Dmitri Shoukov

Personal information
- Full name: Dmitri Vladislavovich Shoukov
- Date of birth: 26 September 1975 (age 50)
- Place of birth: Samara, Russian SFSR
- Height: 1.81 m (5 ft 11 in)
- Position: Midfielder

Senior career*
- Years: Team / Apps / (Gls)
- 1992–1995: PFC CSKA-d Moscow / 72 / (5)
- 1993–1995: PFC CSKA Moscow / 31 / (1)
- 1995–1998: Vitesse Arnhem / 56 / (6)
- 1999: NAC Breda / 21 / (6)
- 1999–2004: Willem II Tilburg / 137 / (25)
- 2004–2007: FC Twente / 37 / (4)

International career
- 1995–1998: Russia U-21 / 16 / (1)

Managerial career
- 2010–2011: PFC Krylia Sovetov Samara (assistant)
- 2011–2012: PFC Krylia Sovetov Samara (academy)
- 2013–2014: PFC Krylia Sovetov Samara (assistant)
- 2014–2015: Konoplyov football academy
- 2016: FC Lada-Tolyatti (assistant)
- 2018–2020: PFC Krylia Sovetov Samara (academy)
- 2020–2021: Konoplyov football academy
- 2021–2024: PFC Krylia Sovetov Samara (U-19)
- 2024–2025: FC Krylia Sovetov-2 Samara

= Dmitri Shoukov =

Russian footballer

Dmitri Vladislavovich Shoukov (Дмитрий Владиславович Шуков; born 26 September 1975) is a Russian football coach and a former player.

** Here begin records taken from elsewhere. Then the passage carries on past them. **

PR #2872, opened 2025-03-26
build: update container image to include ARM64

abellotti:
- Include the build_arm64 run to the main build workflow
- Remove the build-arm64.yml workflow
- Add a task that pushes the multi-arch image that includes both amd64 and arm64 architectures.


abellotti:
Looks like 2:41 for amd64 vs 3:47 for arm64, worth the extra minute for having a multi-arch container image.

abellotti:
image

.github/workflows/build.yml
```diff
@@ -26,31 +26,103 @@ jobs:
...
+      - name: Push Versioned Manifest
+        id: push-versioned-manifest
+        if: contains( env.RELEASE_TAG, '.' )
+        uses: pixelfederation/gh-action-manifest-tool@v0.1.7
+        with:
+          username: ${{ secrets.QUAYIO_USERNAME }}
+          password: ${{ secrets.QUAYIO_PASSWORD }}
+          platforms: linux/amd64,linux/arm64
+          template: ${{ env.REGISTRY }}/${{ env.IMAGE_NAME }}:${{ env.STABLE_TAG }}-ARCH
+          target: ${{ env.REGISTRY }}/${{ env.IMAGE_NAME }}:${{ env.STABLE_TAG }}
```
bruno-fs, line 128: do we need this extra step? asking because we also had it on UI side, but it was later removed

bruno-fs: and if we do need it, wouldn't the push-manifest step need a conditional as well?

abellotti: yeah, this is for the releases, i.e. 1.14.0 image, only triggered with the conditional in line 121. We don't do this yet on the UI side (I should not have pasted this over there).

.github/workflows/build.yml
```diff
@@ -26,31 +26,103 @@ jobs:
...
+
+      - name: Define Image Tag
+        id: define-image-tag
+        shell: bash
+        run: echo "IMAGE_TAG=${{ env.STABLE_TAG == 'main' && 'latest' || contains( env.RELEASE_TAG , '.' ) && env.RELEASE_TAG || env.STABLE_TAG }}" >> "${GITHUB_ENV}"
+
+      - name: Push Manifest
+        id: push-manifest
+        uses: pixelfederation/gh-action-manifest-tool@v0.1.7
+        with:
```
bruno-fs, line 112: Don't we need a conditional here? otherwise when `push-versioned-manifest` is invoked, this will run as well 🤔

.github/workflows/build.yml
bruno-fs: I see? but in this case don't we need a conditional on `push-manifest`?

comment with code context here: https://github.com/quipucords/quipucords/pull/2872/files#r2017417106

.github/workflows/build.yml
abellotti: 🤔 I guess if we only want the x.y.z tag we can do an `if: !contains( env.RELEASE_TAG, '.' )` here

bruno-fs (commented):
@infinitewarp suggested trying to use RedHat's tooling to achieve this ("eat your own dogfood", right? XD) and I agree it might be worth a try.

Looks like buildah action does support multiarch builds, it even has an example [here](https://github.com/redhat-actions/buildah-build/blob/main/.github/workflows/multiarch.yml). What do you think?

.github/workflows/build.yml
abellotti: had to remove that back, this puppy handled x.y 
In latest changes, I've added comments as to which tags are handles in which task.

His position on the field was right winger, he could also play as a forward. He also holds Dutch citizenship.

==Playing career==
Shoukov began his career in 1993 at PFC CSKA Moscow. In 1995, he made change to go play in the Netherlands for Vitesse Arnhem. After one season he went to play for NAC then he moved to Willem II in 1999. On 20 January 2004 he came to play for FC Twente. He retired in January 2007.

==Honours==
- Russian Cup finalist: 1994.

==European club competitions==
- UEFA Cup Winners' Cup 1994–95 with PFC CSKA Moscow: 2 games.
- UEFA Cup 1998–99 with Vitesse: 1 game.
- UEFA Champions League 1999–2000 with Willem II Tilburg: 5 games, 1 goal.
- UEFA Cup 2006–07 with FC Twente: 1 game.